Aim of the task = Filter the entries down to the lines containing "TestPydanticColumnExcludeUnset", and copy those lines.
(Beginning of Provided records)
PR #12665, opened 2026-07-08
fix(BA-6786): strip materialized nulls from stored model definitions

seedspirit:
## Summary
- Stored model definitions were serialized with plain `model_dump()`, materializing unset optional fields as explicit `null` keys; re-parsing marked them "explicitly set", and the draft merge helpers (`model_construct`) compounded this — so `to_resolved()` skipped default injection and `service.shell` resolved to `null`, running start commands without shell wrapping.
- Fix: union `model_fields_set` in the draft merge helpers so unset stays unset; add an `exclude_unset` flag to `PydanticColumn` and apply it to `runtime_variants.default_model_definition` so unset fields stay absent in stored JSON while intentional explicit nulls survive.
- Repair existing rows with a one-time `jsonb_strip_nulls` data migration (`2ec0aa5a19cf`) over `runtime_variants`, `deployment_revision_presets`, and `deployment_revisions` — pre-fix nulls are serializer artifacts by definition; downgrade is a no-op.

## Test plan
- [x] Unit: merge keeps unset shell unset and resolves to `DEFAULT_SHELL`; explicit null shell preserved (`tests/unit/common/test_config.py`)
- [x] Component: full revision-draft chain (variant baseline → model-definition.yaml → request) — layer precedence incl. shell, explicit-null shell, health-check file normalization (`tests/unit/manager/sokovan/deployment/test_revision_draft_reader.py`)
- [x] Column: `PydanticColumn(exclude_unset=True)` round-trip keeps unset unset, preserves explicit nulls, `copy()` retains the flag (`tests/unit/manager/models/test_pydantic_column.py`)
- [ ] Data migration verified against local DB (downgrade → seed bug-era rows → upgrade → verify strip)

Resolves BA-6786

### DIFF
--- a/src/ai/backend/manager/models/runtime_variant/row.py
+++ b/src/ai/backend/manager/models/runtime_variant/row.py
@@ -32,7 +32,7 @@ class RuntimeVariantRow(Base):  # type: ignore[misc]
     )
     default_model_definition: Mapped[ModelDefinitionDraft] = mapped_column(
         "default_model_definition",
-        PydanticColumn(ModelDefinitionDraft),
+        PydanticColumn(ModelDefinitionDraft, exclude_unset=True),
         nullable=False,
     )
 
--- a/tests/unit/manager/models/test_pydantic_column.py
+++ b/tests/unit/manager/models/test_pydantic_column.py
@@ -63,13 +63,21 @@ class TestPydanticColumnExcludeUnset:
         column_with_exclude_unset_false: PydanticColumn[ModelDefinitionDraft],
         dialect: Dialect,
     ) -> None:
-        # Contrast case: without exclude_unset, unset fields are stored as explicit nulls.
+        # Contrast case: without exclude_unset, unset fields are stored as explicit
+        # nulls, and reloading marks them "explicitly set" — the legacy bug behavior.
         draft = ModelDefinitionDraft.model_validate({"models": [{"service": {"port": 8080}}]})
 
         stored = column_with_exclude_unset_false.process_bind_param(draft, dialect)
+        loaded = column_with_exclude_unset_false.process_result_value(stored, dialect)
 
         assert stored is not None
         assert stored["models"][0]["service"]["shell"] is None
+        assert loaded is not None
+        assert loaded.models
+        service = loaded.models[0].service
+        assert service is not None
+        assert "shell" in service.model_fields_set
+        assert service.shell is None
 
     def test_copy_preserves_exclude_unset(
         self, column: PydanticColumn[ModelDefinitionDraft], dialect: Dialect
--- a/tests/unit/manager/models/test_pydantic_column.py
+++ b/tests/unit/manager/models/test_pydantic_column.py
@@ -1,0 +1,67 @@
+"""Unit tests for ``PydanticColumn`` bind/result behavior."""
+
+from __future__ import annotations
+
+import pytest
+from sqlalchemy.engine import Dialect
+from sqlalchemy.engine.default import DefaultDialect
+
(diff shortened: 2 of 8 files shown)


tests/unit/manager/models/test_pydantic_column.py
```diff
@@ -0,0 +1,67 @@
...
+
+class TestPydanticColumnExcludeUnset:
+    @pytest.fixture
+    def dialect(self) -> Dialect:
+        # process_bind_param/process_result_value ignore the dialect.
+        return DefaultDialect()
+
+    @pytest.fixture
+    def column(self) -> PydanticColumn[ModelDefinitionDraft]:
+        return PydanticColumn(ModelDefinitionDraft, exclude_unset=True)
```
jopemachine, line 21: Would it make sense to add a test for the case where exclude_unset is False as well?

src/ai/backend/manager/models/runtime_variant/row.py
```diff
@@ -32,7 +32,7 @@ class RuntimeVariantRow(Base):  # type: ignore[misc]
     )
     default_model_definition: Mapped[ModelDefinitionDraft] = mapped_column(
         "default_model_definition",
-        PydanticColumn(ModelDefinitionDraft),
+        PydanticColumn(ModelDefinitionDraft, exclude_unset=True),
```
jopemachine, line 35: The migration script touches three tables, but exclude_unset=True was only applied to one column.

Was there a specific reason for limiting it to that column?

tests/unit/manager/sokovan/deployment/test_revision_draft_reader.py
```diff
@@ -74,6 +87,270 @@ def test_adds_lowest_priority_model_path_default(self) -> None:
...
+    expected_start_command: str
+    expected_port: int
+    # Resolved shell — layers below may leave it unset, then it resolves to DEFAULT_SHELL.
+    expected_shell: str
+    reads_files: bool
+    yaml_payload: Mapping[str, Any] | None = None
+    request_payload: Mapping[str, Any] | None = None
+
+
+class DraftMergeChain:
```
jopemachine: Is there a reason this was implemented as a class instead of a function?

src/ai/backend/manager/models/runtime_variant/row.py
seedspirit: Thanks for sharp comment. The unset-vs-set distinction only matters for the draft type. `runtime_variants.default_model_definition` is the only column storing a `ModelDefinitionDraft`, whose `model_fields_set` drives the revision merge chain - so its write path needs `exclude_unset=True`.

The other two columns store the resolved strict `ModelDefinition`: after `to_resolved()` every field holds a concrete value, so a `null` in those dumps is the actual resolved value (e.g. `shell: null` = run without shell wrapping), not an unset artifact, and the round-trip is lossless without the flag.

Following the same reasoning (and the Copilot thread above), I've narrowed the migration to strip only `runtime_variants`.

tests/unit/manager/sokovan/deployment/test_revision_draft_reader.py
seedspirit: I did it that way because I thought grouping them into a class would look a little neater, but I've changed it to a function.

tests/unit/manager/models/test_pydantic_column.py
seedspirit: Add `test_default_dump_materializes_unset_fields_as_null`

jopemachine (dismissed):

jopemachine (approved):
(End of Provided records)
Exercise output =
@@ -63,13 +63,21 @@ class TestPydanticColumnExcludeUnset:
+class TestPydanticColumnExcludeUnset:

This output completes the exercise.